Una Firenze quasi mai assolata ma grigia, manco fosse Torino. Gli amici, 4+1. Un giornalista, un conte senza una lira, un architetto, un professore di medicina pieno di soldi, un barista. Cinque vite che si incrociano all’insegna di un unico denominatore: comunque sia andata, ma che bello stare insieme. Divertiamoci. O perlomeno proviamoci. Scaturito da un’idea di Pietro Germi, che non ce l’ha fatta a realizzarla perché la vita è sempre intempestiva, “Amici miei” – primo film della saga che usciva in Italia mezzo secolo fa – porta con sé la sapidità, la cattiveria e il rinculo del ridere che sono i segni del grande cinema di Mario Monicelli. Dentro c’è tutto. Anzi, di più. Il rimpianto, la morte. La seduzione. Lo sberleffo. Ma soprattutto la zingarata, termine che omaggia definitivamente il gusto dell’essere un po’ zingari, ovvero di non accettare 365 giorni all’anno le regole della vita borghese.

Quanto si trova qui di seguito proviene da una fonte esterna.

PR #796, opened 2023-11-01
Fixed a bug in time like item

kordan:
In the frame of this PR I:
-> renamed the method "reset_items_pages" to "reset_pages"
-> reordered few methods grouping the by topic
-> added (and this is a focal point) $this->reset_pages(); at the end of utility_layout->items_set_visibility. There was an issue: I had a surveypro spanning three pages. I hided each item but one. Going to preview the surveypro was still spanning over three pages
-> replaced (and this is a focal point) userdate with date for date, datetime, recurrence, shortdate and time items
-> changed from static to standard two methods that were always called after their class was instanced


stronk7:
As commented via chat, this seems to include a merge-commit from elsewhere, please, check.

PR #798, opened 2023-11-02
Few fixes to phpcs complain

kordan:
Added few fixes to phpcs complain.
In the frame of this PR I also added .gitlab-ci.yml and sonar-project.properties needed for local gitlab and sonarqube.


stronk7:
Hola Daniele,

nice you're integrating this with gitlab/sonarqube... in any case...

... I'm not sure if it's ok to send to the git repository some commented code (pointing to iss.it, like disclosing too much info) that I've seen in the gitlab file. And also, the key in the sonar properties... is that safe to be published (note I don't know anything about that, but I did read "key" and became nervous! 😄 ).

Just for your consideration... surely I'd create some (private) clone of this repo, or some (internal) automation adding all that stuff you you can run those tests in your infrastructure... instead of sharing any detail to the public like this PR does.

Ciao :-)

kordan:
You were right!
I deleted thos two files.
Now this PR seems to be ready for merge.

stronk7:
Wow, I was becoming crazy... how it's possible that this commit is showing that `gitlab-ci.yml` is being deleted... when that file isn't in the repository!

Until I discovered #810, where you've deleted it already! Wow.

kordan:
I apologise but here, in the office, they told me it was really the case to avoid to share it.

PR #801, opened 2023-11-03
moved to beta version

kordan:
Finally, after 12 years of development and use I found the brave to say "I arrived to a beta release"


stronk7:
Maybe it wouldn't be crazy to bump the version to today (20231111) to celebrate such an event! Congrats!

kordan:
Yuppi! THANK YOU!

PR #803, opened 2023-11-10
Update of gitlab-ci.yml

kordan:
This PR is completely irrelevant for the purposes of github and surveypro. I trust GHA will be successful.


stronk7:
This comes after #798 , so I will wait for that one to be discussed and agreed before considering this.

Ciao :-)

PR #804, opened 2023-11-11
removed an apparently useless join

kordan:
Without going deep in the semantic of the code, I think that the query starting in 
https://github.com/kordan/moodle-mod_surveypro/blob/master/report/attachments/classes/filterform.php#L89
is objectively unnecessarily complex.
I would simplify it as follows
From:
```
        $sql = 'SELECT DISTINCT u.id as userid'.$userfieldsapi->selects.'
                FROM {user} u
                    JOIN {surveypro_submission} s ON s.userid = u.id
                    JOIN ('.$enrolsql.') eu ON eu.id = u.id
                    JOIN {role_assignments} ra ON ra.userid = u.id
                WHERE surveyproid = :surveyproid
                ORDER BY u.lastname ASC';
```
to:
```
        $sql = 'SELECT DISTINCT u.id as userid'.$userfieldsapi->selects.'
                FROM {user} u
                    JOIN {surveypro_submission} s ON s.userid = u.id
                    JOIN ('.$enrolsql.') eu ON eu.id = u.id
                WHERE surveyproid = :surveyproid
                ORDER BY u.lastname ASC';
```
Do you agree?

### DIFF
--- a/report/attachments/classes/filterform.php
+++ b/report/attachments/classes/filterform.php
@@ -89,11 +89,9 @@ class filterform extends \moodleform {
         $sql = 'SELECT DISTINCT u.id as userid'.$userfieldsapi->selects.'
                 FROM {user} u
                     JOIN {surveypro_submission} s ON s.userid = u.id';
-        if (!$canviewhiddenactivities) {
+        if (!$canviewhiddenactivities) { // Exclude global admins and managers.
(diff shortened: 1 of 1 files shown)


stronk7:
I think that's correct, you shouldn't need to go down to any `role_assignments` if you don't need any information to it (neither in SELECT or conditions). Using the query facilitated by `get_enrolled_sql()` should be enough.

Ecco allora messi in scena, in sequenze che sono ancora oggi d’una attualità sconcertante, tutti i pernacchi possibili. Gli schiaffi a chi parte in treno e s’affaccia al finestrino, la passione per le donne, le imbucate alle feste e – come nelle satire migliori – persino un funerale. Quello del giornalista Perozzi, a cui i 4 amici tributano il migliore saluto possibile. Nella camera ardente, dopo che la moglie, senza versare una lacrima, dice per lei non è morto nessuno e se ne va, risponde il coro unanime dei 4 sopravvissuti: «A me piaceva». E fanculo alla moglie.